__PROBLEM TO SOLVE__.
Send back exactly the lines from the opening line of the records below through the one with "I guess as to".

** Opening EXERCISE MATERIALS block **

PR #14, opened 2022-04-03
New RFC: "yield_true" at end of compilation

Ovid:
This RFC is to eliminate the need for a magic true value (usually a hard-coded trailing `1`) being required in code we use.

I guess as to the RFC number. If there is a process for assigning them, I've missed it. My apologies.

Better names than `yield_true` are welcome. I was tempted to go with `use feature 'neo';` because "Neo is the One", but it's  terrible name, even though it amuses me :)

### DIFF
--- a/rfcs/rfc0018.md
+++ b/rfcs/rfc0018.md
@@ -1,0 +1,69 @@
+# A feature to automatically "yield true" at the end of a file
+
+## Preamble
+
+    Author:  Curtis "Ovid" Poe <curtis.poe@gmail.com>
+    Sponsor:
+    ID:      0018
+    Status:  Draft
+
+## Abstract
+
+This RFC proposes a `yield_true` feature. When used, the current Perl _file_
+containing `use feature 'yield_true'l` will automatically return a true value
+after successful compilation, eliminating the neeed for a "1" (or other true
+value) at the end of the file.
+
+## Motivation
+
+Eliminate the need for a true value at the end of a Perl file.
+
+## Rationale
+
+There's no need to have a true value be hard-coded in our files that we
+`use`. Further, newer programmers can get confused because sometimes code
+_doesn't_ end with a true value but nonetheless compiles just fine because
+_something_ in the code returned a true value and the code compiles as a
+side-effect.
+
+
+## Specification
+
+    use feature 'yield_true';
+
+Code using the above does not need to return a magic true value when compiled.
+
+## Backwards Compatibility
+
+There are no compatibility concerns I'm aware of.
+
+## Security Implications
+
+None expected.
+
+## Examples
+
+None. See above.
+
+## Prototype Implementation
+
+None.
+
+## Future Scope
+
+I believe this is complete.
+
+## Rejected Ideas
+
+None that I'm aware of.
+
+## Open Issues
+
+None that I'm aware of.
+
+## Copyright
+
+Copyright (C) 2022, Curtis "Ovid" Poe
+
+This document and code and documentation within it may be used, redistributed
+and/or modified under the same terms as Perl itself.


haarg:
It is possible for a file to explicitly return a false value. I'd expect that would just be ignored with this feature enabled, but it's probably worth specifying.

rfcs/rfc0018.md
```diff
@@ -0,0 +1,69 @@
...
+
+    Author:  Curtis "Ovid" Poe <curtis.poe@gmail.com>
+    Sponsor:
+    ID:      0018
+    Status:  Draft
+
+## Abstract
+
+This RFC proposes a `yield_true` feature. When used, the current Perl _file_
+containing `use feature 'yield_true'l` will automatically return a true value
```
leonerd, line 13: Typo, you probably didn't mean the "1" in here

rfcs/rfc0018.md
```diff
@@ -0,0 +1,69 @@
...
+
+None. See above.
+
+## Prototype Implementation
+
+None.
+
+## Future Scope
+
+I believe this is complete.
```
leonerd, line 54: The intention of having it be a named feature, is that a future version bundle will include it, so you'll get it automatically with, perhaps,

```perl
use v5.40;
```

haarg:
A prototype implementation exists at https://metacpan.org/pod/true

rfcs/rfc0018.md
```diff
@@ -0,0 +1,69 @@
...
+_doesn't_ end with a true value but nonetheless compiles just fine because
+_something_ in the code returned a true value and the code compiles as a
+side-effect.
+
+
+## Specification
+
+    use feature 'yield_true';
+
+Code using the above does not need to return a magic true value when compiled.
```
leonerd, line 34: Something to think about is that while *most* modules just put "1" or some other dummy true value, there are some modules that make use of the return value, because it becomes the value returned by a `require`. In particular, it is not uncommon to yield the package name itself, when that is an object class, so you can do things like

```perl
my $obj = (require Some::Object::Class)->new;
```

I don't think we want to complicate this feature idea by suggesting we'd allow customisation of the true value being returned, but perhaps if we're returning some value anyway, the string form of the package name is just as good as any, and makes this use-case still work. (And anyone who writes `package 0` deserves what they get :P)

Corion:
I'm mildly opposed to simply returning `1` because I still entertain the idea of actually (optionally) returning an object. Returning the package name is a good thing though. The return value of `require My::Example;` should always return the package name, even on the second invocation then:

** Closing EXERCISE MATERIALS block **

__RESPONSE BELOW__.
PR #14, opened 2022-04-03
New RFC: "yield_true" at end of compilation

Ovid:
This RFC is to eliminate the need for a magic true value (usually a hard-coded trailing `1`) being required in code we use.

I guess as to the RFC number. If there is a process for assigning them, I've missed it. My apologies.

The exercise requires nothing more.